[Collected data]

——————

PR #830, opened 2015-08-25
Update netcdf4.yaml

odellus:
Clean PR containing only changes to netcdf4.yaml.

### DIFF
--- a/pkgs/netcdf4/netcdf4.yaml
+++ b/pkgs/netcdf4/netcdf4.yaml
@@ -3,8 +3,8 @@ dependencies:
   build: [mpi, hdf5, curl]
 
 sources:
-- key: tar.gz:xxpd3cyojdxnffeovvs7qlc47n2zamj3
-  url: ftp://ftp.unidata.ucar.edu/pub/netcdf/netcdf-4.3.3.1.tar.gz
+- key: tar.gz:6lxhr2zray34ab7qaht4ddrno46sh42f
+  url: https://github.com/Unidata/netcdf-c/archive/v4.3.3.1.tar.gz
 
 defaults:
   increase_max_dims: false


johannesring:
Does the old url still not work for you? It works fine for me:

——————

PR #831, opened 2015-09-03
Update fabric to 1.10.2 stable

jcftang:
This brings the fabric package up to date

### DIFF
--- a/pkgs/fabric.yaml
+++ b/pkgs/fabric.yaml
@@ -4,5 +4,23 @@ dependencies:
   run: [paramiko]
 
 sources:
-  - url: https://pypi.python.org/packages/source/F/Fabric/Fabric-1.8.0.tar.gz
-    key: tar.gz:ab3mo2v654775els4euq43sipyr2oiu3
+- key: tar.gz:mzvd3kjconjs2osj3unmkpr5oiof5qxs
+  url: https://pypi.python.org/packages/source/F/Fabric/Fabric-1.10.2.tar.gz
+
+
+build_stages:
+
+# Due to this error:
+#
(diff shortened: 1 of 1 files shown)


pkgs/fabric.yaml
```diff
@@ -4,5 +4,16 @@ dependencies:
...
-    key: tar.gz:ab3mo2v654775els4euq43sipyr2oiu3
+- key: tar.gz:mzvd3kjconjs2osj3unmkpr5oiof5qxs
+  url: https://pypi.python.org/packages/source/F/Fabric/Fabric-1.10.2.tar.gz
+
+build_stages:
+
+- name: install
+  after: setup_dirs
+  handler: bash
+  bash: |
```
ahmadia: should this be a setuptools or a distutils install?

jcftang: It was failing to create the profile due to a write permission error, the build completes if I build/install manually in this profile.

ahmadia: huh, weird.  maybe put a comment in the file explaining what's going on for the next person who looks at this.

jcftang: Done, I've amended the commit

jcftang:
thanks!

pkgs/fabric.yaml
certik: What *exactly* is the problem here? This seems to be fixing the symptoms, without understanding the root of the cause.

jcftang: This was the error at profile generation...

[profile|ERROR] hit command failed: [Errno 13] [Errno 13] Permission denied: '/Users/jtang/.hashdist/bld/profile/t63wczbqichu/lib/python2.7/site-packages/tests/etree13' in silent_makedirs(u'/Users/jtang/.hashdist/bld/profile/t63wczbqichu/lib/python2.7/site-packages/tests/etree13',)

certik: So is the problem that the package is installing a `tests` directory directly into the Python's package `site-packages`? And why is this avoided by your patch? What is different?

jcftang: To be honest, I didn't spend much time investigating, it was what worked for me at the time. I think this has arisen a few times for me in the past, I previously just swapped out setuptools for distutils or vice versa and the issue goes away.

——————

[What the exercise asks] When you reach the line holding "[profile|ERROR] hit command" in the records above, begin reproducing exactly, stop after the line holding "certik: So is", and output nothing else.

[Answer box]
[profile|ERROR] hit command failed: [Errno 13] [Errno 13] Permission denied: '/Users/jtang/.hashdist/bld/profile/t63wczbqichu/lib/python2.7/site-packages/tests/etree13' in silent_makedirs(u'/Users/jtang/.hashdist/bld/profile/t63wczbqichu/lib/python2.7/site-packages/tests/etree13',)

certik: So is the problem that the package is installing a `tests` directory directly into the Python's package `site-packages`? And why is this avoided by your patch? What is different?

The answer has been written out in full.